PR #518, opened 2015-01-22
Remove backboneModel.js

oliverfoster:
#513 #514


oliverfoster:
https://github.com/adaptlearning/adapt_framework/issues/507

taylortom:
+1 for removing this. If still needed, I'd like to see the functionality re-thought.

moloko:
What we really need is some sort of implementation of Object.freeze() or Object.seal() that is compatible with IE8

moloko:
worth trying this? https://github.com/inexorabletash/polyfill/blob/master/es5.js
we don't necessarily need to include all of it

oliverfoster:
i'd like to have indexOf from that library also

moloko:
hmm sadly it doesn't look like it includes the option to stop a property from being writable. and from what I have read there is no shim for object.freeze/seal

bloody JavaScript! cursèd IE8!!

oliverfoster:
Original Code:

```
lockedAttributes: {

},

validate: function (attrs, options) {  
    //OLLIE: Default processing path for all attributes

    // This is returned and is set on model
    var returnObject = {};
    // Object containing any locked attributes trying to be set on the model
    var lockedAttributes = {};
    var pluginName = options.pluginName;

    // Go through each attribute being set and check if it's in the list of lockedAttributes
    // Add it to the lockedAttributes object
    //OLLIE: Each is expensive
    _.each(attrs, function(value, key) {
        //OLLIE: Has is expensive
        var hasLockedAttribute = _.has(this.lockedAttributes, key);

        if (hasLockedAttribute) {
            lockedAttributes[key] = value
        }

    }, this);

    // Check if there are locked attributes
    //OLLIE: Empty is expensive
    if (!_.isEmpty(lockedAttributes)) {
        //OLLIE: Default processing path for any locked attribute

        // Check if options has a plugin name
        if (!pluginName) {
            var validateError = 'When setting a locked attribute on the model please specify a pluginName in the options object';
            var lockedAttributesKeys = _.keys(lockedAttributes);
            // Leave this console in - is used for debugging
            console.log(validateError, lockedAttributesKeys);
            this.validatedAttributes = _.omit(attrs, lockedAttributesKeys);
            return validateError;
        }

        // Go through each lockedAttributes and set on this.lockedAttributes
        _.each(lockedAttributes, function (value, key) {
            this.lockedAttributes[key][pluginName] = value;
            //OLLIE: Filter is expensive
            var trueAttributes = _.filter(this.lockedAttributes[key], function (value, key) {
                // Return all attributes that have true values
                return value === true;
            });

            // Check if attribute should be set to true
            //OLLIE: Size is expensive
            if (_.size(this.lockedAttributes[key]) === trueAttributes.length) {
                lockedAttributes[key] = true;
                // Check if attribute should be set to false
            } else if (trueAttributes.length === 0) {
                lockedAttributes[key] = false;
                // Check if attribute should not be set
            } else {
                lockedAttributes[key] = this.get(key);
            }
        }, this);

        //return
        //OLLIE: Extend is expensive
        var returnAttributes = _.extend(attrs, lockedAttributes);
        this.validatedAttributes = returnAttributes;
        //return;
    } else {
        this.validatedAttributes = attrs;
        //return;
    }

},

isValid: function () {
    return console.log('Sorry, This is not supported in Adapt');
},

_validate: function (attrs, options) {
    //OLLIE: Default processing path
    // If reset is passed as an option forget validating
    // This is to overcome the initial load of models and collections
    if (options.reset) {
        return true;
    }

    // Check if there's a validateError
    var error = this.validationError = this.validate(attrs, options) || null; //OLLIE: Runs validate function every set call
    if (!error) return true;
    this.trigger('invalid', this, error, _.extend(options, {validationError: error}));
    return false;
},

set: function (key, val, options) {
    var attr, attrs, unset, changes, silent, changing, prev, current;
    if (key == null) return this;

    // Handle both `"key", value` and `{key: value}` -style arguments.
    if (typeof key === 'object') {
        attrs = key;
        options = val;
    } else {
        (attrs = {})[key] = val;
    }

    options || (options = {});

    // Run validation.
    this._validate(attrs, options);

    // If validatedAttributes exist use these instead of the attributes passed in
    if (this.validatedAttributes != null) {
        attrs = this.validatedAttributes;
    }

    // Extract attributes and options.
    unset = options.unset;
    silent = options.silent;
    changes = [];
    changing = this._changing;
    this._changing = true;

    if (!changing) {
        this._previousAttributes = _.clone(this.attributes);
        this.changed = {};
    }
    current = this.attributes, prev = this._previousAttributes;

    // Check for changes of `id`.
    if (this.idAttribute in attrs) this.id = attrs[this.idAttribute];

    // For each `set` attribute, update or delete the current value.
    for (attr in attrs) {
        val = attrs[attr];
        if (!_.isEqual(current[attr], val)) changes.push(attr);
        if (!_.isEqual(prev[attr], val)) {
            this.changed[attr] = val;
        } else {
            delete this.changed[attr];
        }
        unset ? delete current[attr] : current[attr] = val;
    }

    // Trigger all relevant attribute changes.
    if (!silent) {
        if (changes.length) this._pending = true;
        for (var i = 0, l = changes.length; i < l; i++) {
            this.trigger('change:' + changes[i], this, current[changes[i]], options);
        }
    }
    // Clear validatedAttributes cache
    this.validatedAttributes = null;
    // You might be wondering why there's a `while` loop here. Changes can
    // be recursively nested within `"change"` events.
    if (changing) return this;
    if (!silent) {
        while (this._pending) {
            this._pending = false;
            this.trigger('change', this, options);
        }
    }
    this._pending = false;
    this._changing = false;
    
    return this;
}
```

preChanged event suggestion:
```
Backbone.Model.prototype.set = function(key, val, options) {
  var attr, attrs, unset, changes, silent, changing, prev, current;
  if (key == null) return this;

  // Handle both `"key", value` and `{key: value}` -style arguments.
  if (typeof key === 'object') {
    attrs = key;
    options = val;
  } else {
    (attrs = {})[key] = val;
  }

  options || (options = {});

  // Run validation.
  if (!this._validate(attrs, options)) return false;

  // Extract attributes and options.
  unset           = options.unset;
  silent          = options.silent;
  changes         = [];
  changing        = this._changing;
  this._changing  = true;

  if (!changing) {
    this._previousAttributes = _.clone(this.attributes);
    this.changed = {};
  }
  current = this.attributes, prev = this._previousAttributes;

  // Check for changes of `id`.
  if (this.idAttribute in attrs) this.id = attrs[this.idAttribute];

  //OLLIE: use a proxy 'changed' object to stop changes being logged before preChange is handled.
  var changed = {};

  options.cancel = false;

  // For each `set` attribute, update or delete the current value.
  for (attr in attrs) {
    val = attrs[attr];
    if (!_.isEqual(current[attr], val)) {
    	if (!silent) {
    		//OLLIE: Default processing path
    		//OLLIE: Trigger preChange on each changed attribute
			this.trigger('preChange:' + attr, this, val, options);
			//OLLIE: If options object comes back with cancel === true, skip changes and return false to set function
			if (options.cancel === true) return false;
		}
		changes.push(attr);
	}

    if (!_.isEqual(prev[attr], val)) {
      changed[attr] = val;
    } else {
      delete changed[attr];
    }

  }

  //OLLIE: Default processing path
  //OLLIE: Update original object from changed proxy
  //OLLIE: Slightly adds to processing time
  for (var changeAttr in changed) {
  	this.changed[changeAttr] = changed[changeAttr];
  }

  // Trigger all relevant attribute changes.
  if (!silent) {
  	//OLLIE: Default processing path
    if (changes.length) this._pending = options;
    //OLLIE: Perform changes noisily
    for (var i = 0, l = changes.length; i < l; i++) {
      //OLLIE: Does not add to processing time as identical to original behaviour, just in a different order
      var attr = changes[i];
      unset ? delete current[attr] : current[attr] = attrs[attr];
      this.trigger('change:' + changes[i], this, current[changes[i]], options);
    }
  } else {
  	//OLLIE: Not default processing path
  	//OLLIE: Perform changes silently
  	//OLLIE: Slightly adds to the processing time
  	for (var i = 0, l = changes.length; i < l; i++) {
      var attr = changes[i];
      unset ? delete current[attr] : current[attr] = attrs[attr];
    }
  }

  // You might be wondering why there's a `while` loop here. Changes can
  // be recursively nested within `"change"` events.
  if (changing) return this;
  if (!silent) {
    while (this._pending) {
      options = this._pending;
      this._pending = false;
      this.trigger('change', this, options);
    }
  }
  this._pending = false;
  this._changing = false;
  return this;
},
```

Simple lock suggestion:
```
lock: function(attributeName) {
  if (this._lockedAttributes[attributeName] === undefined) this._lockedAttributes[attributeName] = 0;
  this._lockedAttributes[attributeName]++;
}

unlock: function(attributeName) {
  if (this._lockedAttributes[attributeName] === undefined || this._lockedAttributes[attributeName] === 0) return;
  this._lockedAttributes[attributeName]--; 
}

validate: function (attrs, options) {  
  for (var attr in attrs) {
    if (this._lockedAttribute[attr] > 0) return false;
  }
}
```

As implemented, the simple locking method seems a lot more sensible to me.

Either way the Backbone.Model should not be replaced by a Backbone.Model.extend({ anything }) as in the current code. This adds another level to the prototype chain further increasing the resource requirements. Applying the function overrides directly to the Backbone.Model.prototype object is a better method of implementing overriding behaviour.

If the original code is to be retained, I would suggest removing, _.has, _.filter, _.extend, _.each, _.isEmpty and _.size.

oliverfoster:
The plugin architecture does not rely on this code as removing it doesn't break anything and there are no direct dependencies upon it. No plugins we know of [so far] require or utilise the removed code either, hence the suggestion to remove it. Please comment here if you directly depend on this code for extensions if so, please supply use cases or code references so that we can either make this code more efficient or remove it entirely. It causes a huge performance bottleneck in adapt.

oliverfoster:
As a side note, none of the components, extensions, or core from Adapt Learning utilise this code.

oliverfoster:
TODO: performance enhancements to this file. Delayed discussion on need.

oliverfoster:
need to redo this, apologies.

++++++++

EXERCISE GOAL => A copy of each line in the data above that holds the string "changeAttr" is needed.

ANSWER TO THIS PROBLEM =>
  for (var changeAttr in changed) {
  	this.changed[changeAttr] = changed[changeAttr];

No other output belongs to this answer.